# EXTRACTED DATA:

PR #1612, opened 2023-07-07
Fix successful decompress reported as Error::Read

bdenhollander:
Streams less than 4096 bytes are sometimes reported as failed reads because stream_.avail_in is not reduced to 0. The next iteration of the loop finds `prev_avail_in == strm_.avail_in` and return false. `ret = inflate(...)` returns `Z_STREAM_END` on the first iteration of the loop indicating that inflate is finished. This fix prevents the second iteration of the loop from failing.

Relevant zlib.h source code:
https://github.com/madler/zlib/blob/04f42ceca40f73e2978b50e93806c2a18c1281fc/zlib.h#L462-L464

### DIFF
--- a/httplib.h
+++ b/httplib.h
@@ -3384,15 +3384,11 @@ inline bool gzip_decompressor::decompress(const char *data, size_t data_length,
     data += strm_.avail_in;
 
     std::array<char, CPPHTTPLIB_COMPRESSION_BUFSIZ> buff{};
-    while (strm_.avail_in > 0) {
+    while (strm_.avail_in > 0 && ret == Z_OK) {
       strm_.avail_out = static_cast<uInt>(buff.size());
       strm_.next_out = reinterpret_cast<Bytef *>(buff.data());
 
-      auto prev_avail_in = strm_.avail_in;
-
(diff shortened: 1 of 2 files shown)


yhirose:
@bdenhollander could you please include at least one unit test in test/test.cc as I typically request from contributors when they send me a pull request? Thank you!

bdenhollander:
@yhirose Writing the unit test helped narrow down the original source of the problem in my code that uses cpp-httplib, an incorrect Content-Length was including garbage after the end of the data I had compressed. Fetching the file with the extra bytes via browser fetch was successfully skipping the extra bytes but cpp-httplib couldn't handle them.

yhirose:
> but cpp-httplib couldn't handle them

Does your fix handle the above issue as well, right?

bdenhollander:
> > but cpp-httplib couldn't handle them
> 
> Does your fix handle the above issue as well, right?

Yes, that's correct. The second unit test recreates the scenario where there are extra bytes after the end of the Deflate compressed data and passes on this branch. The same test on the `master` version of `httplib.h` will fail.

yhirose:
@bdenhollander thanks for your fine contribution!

...

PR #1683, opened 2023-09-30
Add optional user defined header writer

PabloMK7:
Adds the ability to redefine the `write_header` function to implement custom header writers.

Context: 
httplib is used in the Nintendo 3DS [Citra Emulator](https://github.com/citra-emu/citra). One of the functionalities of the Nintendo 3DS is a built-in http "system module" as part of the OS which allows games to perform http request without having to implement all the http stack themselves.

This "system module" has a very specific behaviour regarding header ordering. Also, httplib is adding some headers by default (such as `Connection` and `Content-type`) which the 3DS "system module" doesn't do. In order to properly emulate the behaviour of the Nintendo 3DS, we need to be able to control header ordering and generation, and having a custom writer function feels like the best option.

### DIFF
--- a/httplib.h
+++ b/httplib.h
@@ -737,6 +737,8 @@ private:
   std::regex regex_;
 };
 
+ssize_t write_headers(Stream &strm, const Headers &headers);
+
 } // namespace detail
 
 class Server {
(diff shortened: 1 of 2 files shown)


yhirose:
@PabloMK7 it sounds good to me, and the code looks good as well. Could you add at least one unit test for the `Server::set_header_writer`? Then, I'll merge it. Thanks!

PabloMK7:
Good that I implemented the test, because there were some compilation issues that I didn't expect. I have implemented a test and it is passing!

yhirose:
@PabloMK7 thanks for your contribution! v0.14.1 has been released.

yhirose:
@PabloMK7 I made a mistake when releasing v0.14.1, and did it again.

* * *

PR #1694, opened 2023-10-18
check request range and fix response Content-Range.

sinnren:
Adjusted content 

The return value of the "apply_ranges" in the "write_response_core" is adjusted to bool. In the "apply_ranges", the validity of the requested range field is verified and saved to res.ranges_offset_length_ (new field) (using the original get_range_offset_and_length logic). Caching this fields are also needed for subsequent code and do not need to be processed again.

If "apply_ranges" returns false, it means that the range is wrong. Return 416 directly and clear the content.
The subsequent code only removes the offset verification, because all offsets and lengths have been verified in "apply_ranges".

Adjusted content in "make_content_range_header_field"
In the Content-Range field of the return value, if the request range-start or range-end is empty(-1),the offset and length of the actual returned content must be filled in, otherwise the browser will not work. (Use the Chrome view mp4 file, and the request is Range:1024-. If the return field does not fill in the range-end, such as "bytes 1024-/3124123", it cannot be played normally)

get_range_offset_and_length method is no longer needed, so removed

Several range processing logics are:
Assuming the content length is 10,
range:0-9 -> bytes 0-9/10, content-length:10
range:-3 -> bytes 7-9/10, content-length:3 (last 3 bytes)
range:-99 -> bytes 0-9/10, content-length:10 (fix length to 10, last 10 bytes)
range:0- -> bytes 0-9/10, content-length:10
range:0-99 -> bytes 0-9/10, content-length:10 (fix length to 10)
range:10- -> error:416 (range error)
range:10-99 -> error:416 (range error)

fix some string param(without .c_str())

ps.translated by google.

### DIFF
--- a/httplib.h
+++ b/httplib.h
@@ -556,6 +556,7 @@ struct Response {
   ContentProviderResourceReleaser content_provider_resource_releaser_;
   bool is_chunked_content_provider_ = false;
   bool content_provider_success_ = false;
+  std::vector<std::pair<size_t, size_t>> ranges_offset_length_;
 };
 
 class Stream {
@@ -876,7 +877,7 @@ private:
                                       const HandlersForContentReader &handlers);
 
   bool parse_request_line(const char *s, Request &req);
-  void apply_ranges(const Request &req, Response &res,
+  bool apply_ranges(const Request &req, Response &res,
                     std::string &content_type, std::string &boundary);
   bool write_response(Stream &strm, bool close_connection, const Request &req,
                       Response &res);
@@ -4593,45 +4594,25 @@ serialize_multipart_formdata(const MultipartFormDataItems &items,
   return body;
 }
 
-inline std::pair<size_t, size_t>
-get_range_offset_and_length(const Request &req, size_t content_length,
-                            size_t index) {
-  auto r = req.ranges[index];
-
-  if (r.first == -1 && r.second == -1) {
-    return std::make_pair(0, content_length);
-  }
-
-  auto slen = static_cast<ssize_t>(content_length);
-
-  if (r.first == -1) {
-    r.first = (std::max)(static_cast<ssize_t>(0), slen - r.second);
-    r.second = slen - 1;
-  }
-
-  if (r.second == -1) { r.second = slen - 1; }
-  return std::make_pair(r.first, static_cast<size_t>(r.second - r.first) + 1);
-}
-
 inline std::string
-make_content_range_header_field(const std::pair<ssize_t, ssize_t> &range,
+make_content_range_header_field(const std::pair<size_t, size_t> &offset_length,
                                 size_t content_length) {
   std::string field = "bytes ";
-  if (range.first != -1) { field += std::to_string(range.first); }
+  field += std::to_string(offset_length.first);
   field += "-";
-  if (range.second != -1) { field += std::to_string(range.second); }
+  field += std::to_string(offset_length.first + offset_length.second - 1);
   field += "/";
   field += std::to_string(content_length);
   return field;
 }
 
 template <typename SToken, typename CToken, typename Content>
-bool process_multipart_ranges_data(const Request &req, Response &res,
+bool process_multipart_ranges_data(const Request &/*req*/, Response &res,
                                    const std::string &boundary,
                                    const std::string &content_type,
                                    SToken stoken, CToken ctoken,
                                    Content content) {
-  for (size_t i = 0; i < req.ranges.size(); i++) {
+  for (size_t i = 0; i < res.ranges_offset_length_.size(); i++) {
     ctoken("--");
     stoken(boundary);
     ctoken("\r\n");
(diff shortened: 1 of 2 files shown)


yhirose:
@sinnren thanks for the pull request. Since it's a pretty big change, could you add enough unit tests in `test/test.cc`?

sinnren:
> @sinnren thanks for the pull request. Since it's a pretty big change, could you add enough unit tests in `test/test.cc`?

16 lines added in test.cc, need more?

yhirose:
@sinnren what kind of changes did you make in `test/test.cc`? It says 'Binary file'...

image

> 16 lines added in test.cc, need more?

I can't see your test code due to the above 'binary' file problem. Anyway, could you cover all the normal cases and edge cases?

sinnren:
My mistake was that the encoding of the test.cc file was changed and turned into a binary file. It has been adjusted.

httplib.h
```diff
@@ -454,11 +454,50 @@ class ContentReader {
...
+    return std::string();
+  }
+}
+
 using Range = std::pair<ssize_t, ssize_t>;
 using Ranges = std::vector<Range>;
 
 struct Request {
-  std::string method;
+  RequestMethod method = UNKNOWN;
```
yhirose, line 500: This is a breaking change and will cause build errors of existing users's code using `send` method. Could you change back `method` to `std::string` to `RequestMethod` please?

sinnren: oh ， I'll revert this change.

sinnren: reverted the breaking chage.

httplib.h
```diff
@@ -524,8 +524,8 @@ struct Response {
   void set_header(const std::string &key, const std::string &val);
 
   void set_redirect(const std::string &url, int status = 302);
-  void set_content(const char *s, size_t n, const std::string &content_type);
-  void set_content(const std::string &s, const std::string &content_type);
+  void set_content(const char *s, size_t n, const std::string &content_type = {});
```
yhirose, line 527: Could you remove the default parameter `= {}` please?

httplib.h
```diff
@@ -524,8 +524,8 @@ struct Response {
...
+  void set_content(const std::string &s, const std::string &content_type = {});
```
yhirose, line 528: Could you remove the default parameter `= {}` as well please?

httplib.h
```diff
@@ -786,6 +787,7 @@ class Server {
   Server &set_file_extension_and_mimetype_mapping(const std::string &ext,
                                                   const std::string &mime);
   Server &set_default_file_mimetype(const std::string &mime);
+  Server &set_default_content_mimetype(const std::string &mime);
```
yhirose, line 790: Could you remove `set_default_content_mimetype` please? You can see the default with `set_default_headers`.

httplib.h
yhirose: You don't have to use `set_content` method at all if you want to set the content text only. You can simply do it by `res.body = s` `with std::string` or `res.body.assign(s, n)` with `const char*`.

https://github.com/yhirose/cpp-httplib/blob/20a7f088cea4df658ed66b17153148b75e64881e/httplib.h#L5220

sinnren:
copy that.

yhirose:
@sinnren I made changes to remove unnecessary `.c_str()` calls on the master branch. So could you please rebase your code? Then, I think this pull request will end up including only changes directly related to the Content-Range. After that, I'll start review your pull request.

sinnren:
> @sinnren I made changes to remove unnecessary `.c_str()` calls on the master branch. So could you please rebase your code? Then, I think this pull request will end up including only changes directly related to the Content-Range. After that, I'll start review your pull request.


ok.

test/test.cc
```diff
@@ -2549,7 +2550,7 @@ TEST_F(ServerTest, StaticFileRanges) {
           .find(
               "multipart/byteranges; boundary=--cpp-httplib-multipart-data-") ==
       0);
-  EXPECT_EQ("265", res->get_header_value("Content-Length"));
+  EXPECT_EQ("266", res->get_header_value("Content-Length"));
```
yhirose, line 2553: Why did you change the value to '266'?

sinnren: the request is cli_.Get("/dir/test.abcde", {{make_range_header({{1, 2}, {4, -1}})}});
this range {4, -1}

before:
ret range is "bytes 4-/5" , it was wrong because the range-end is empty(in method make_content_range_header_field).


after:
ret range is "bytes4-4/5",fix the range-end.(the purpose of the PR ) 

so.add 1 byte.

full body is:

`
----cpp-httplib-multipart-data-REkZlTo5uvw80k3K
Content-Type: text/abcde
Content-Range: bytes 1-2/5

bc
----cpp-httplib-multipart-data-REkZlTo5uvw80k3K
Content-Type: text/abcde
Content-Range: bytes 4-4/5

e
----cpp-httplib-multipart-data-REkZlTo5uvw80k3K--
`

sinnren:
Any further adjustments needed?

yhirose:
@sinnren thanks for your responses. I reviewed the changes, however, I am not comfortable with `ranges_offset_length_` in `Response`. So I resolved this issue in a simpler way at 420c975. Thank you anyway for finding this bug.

# WORK REQUIRED:
Scan the entries above for the word "compressed", then copy every line in which it occurs.

# RESULT FOR THIS TASK:
@yhirose Writing the unit test helped narrow down the original source of the problem in my code that uses cpp-httplib, an incorrect Content-Length was including garbage after the end of the data I had compressed. Fetching the file with the extra bytes via browser fetch was successfully skipping the extra bytes but cpp-httplib couldn't handle them.
Yes, that's correct. The second unit test recreates the scenario where there are extra bytes after the end of the Deflate compressed data and passes on this branch. The same test on the `master` version of `httplib.h` will fail.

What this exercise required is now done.